Phenotypic and genotypic characterisation of antimicrobial resistance in Escherichia coli indicator of animal, food and human origin.

This thesis presents AMR phenotypic evaluation and whole genome sequencing analysis of 288 Escherichia coli strains isolated from different sources (livestock, companion animal, wildlife, food and human) in Italy. Our data reflects general resistance trends in Europe, reporting tetracycline, ampicillin, sulfisoxazole and aminoglycosides resistance as the most common phenotypic AMR profile among livestock, pets, wildlife and humans.

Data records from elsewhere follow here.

PR #40586, opened 2025-09-04
feat(review): Automatically call for review when a PR becomes ready_for_review or review_requested

chouetz:
### What does this PR do?
- Move the `add_review` workflow to a dedicated file
- Trigger it on label addition or "pr_ready_for_review" or "reviewer_addition"
- Remove the condition from the task which would trigger only if the label is there.

### Motivation
More automation in the review process as discussed in [Tony's document](https://docs.google.com/document/d/1yquFoqOfDn_dqmSg3QKApdg7fFnlHPtYN1ZlKy-KYa4/edit?usp=sharing)
Also will enable auto-review for external contributors if thy convert their PR like this.
https://datadoghq.atlassian.net/browse/ACIX-1181

On the PR

### DIFF
--- a/.github/workflows/ask_review.yml
+++ b/.github/workflows/ask_review.yml
@@ -1,0 +1,27 @@
+---
+name: "Ask for code reviews"
+
+on:
+  pull_request:
+    types: [labeled, ready_for_review, review_requested]
+
+permissions: {}
+
+jobs:
+  ask-reviews:
+    if: github.triggering_actor != 'dd-devflow[bot]' && (github.event.action != 'labeled' || github.event.label.name == 'ask-review')
+    runs-on: ubuntu-latest
+    steps:
+      - name: Checkout repository
+        uses: actions/checkout@11bd71901bbe5b1630ceea73d27597364c9af683 # v4.2.2
+        with:
+          persist-credentials: false
+      - name: Install dda
+        uses: ./.github/actions/install-dda
+        with:
+          features: legacy-tasks
+      - name: Ask for code reviews
+        env:
+          SLACK_DATADOG_AGENT_BOT_TOKEN : ${{ secrets.SLACK_DATADOG_AGENT_BOT_TOKEN }}
+          PR_REQUESTED_TEAMS: ${{ toJSON(github.event.pull_request.requested_teams) }}
+        run: dda inv -- -e issue.ask-reviews -p ${{ github.event.pull_request.number }}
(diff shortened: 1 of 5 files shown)


.github/workflows/ask_review.yml
```diff
@@ -0,0 +1,26 @@
+---
+name: "Ask for code reviews"
+
+on:
+  pull_request:
+    types: [labeled, ready_for_review, review_requested]
```
chouetz, line 6: This is what changes

Ishirui (approved):

.github/workflows/ask_review.yml
```diff
@@ -0,0 +1,27 @@
...
+
+permissions: {}
+
+jobs:
+  ask-reviews:
+    if: github.triggering_actor != 'dd-devflow[bot]' && (github.event.action == 'labeled' && github.event.label.name == 'ask-review' || github.event.action != 'labeled')
```
pgimalac: I think this is equivalent ?
```suggestion
    if: github.triggering_actor != 'dd-devflow[bot]' && (github.event.action != 'labeled' || github.event.label.name == 'ask-review')
```

.github/workflows/ask_review.yml
```diff
@@ -0,0 +1,27 @@
+---
+name: "Ask for code reviews"
+
+on:
+  pull_request:
+    types: [labeled, ready_for_review, review_requested]
```
pgimalac, line 6: With `review_requested`, will it trigger twice if I add one reviewer, then later another ?
If so it could be quite spammy for the first team

chouetz: I've just updated the workflow so that it triggers only the added requested reviewer in this situation:
- We can have only one requested team by github event
- If I take the events in reverse order of creation and stop at the first, I'm ok

pgimalac: Ah yes if the event is associated to a single team then it should be fine !

KevinFairise2:
Should we have a label when we explicitly do not want the automatic message to be sent? I am not sure it would be useful but I feel that with that change we are going to send a lot more automatic messages to teams.
For instance sometimes when there are mutltiple code owner on a single file you do not always send the message to all of the code owners and only the one you feel is the more appropriate. It will no longer be possible after that change

chouetz:
> Should we have a label when we explicitly do not want the automatic message to be sent? I am not sure it would be useful but I feel that with that change we are going to send a lot more automatic messages to teams. For instance sometimes when there are mutltiple code owner on a single file you do not always send the message to all of the code owners and only the one you feel is the more appropriate. It will no longer be possible after that change

Yes if you think it's necessary I can add this to the logic of the test

rdesgroppes (approved):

Identification of human and animal (livestock and companion animal) AMR profiles in niches with a rare (fishery, mollusc) or absent (vegetable, wild animal, wild boar) direct exposure to antimicrobials, suggests widespread environmental pollution with ARGs conferring resistance to these antimicrobials. Phenotypic resistance to highest priority critically important antimicrobials was mainly observed in food-producing animals and related food such as rabbit, poultry, beef and swine. Discrepancies between AMR phenotypic pattern and genetic profile were observed. In particular, phenotypic aminoglycoside, cephalosporin, meropenem, colistin resistance and ESBL profile did not have a genetic explanation in different cases. This data could suggest the diffusion of new genetic variants of ARGs, associated to these antimicrobial classes. Generally, our collection shows a virulence profile typical of extraintestinal pathogenic Escherichia coli (ExPEC) pathotype. Different pandemic and emerging ExPEC lineages were identified, in particular in poultry meat (ST10; ST23; ST69, ST117; ST131). Rabbit was suggested as a source of ST20-ST40 potential hybrid pathogens. Wildlife carried a high average number (10) of VAGs (mostly associated to ExPEC pathotype) and different predominant ExPEC lineages (ST23, ST117, ST648), suggesting its possible involvement in maintenance and diffusion of virulence determinants. In conclusion, our study provides important knowledge related to the phenotypic/genetic AMR and virulence profiles circulating in E. coli in Italy. The role of different niches in AMR dynamics has been discussed. In particular, food-producing animals are worthy of continued investigation as a source of potential zoonotic pathogens, meanwhile wildlife might contribute to VAGs spread.